● Task item: Retype every entry word for word.

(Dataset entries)
++++++++++
PR #541, opened 2017-12-29
Fix xwayland restart... and add wlr_seat destroy listener.

martinetd:
This started as a "simple" kludge to restore rootston hooks when xwayland restarts, ~~I'm still not quite happy with that part so comments more than welcome: basically, I'm just copying over listeners as a list + seat from old struct to new struct and it's not very pretty and quite fragile.
I think there needs to be some work to have a wlr_xwayland_reinit() function instead of using init() that doesn't memset(0) the whole struct as blindly as I used to do. Happy to do that either in this PR or in another one.~~ Done here.

The rest is quite good though:
 - some small xwm leak (there's tons left when I switch VT, but it's hard to tell where it comes from)
 - on restart, the shutdown happens in a different order to shutdown was completly broken, so added an event for when wlr_seat destroys itself that others can listen on.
++++++++++
● Response to the exercise:
PR #541, opened 2017-12-29
Fix xwayland restart... and add wlr_seat destroy listener.

martinetd:
This started as a "simple" kludge to restore rootston hooks when xwayland restarts, ~~I'm still not quite happy with that part so comments more than welcome: basically, I'm just copying over listeners as a list + seat from old struct to new struct and it's not very pretty and quite fragile.
I think there needs to be some work to have a wlr_xwayland_reinit() function instead of using init() that doesn't memset(0) the whole struct as blindly as I used to do. Happy to do that either in this PR or in another one.~~ Done here.

The rest is quite good though:
 - some small xwm leak (there's tons left when I switch VT, but it's hard to tell where it comes from)
 - on restart, the shutdown happens in a different order to shutdown was completly broken, so added an event for when wlr_seat destroys itself that others can listen on.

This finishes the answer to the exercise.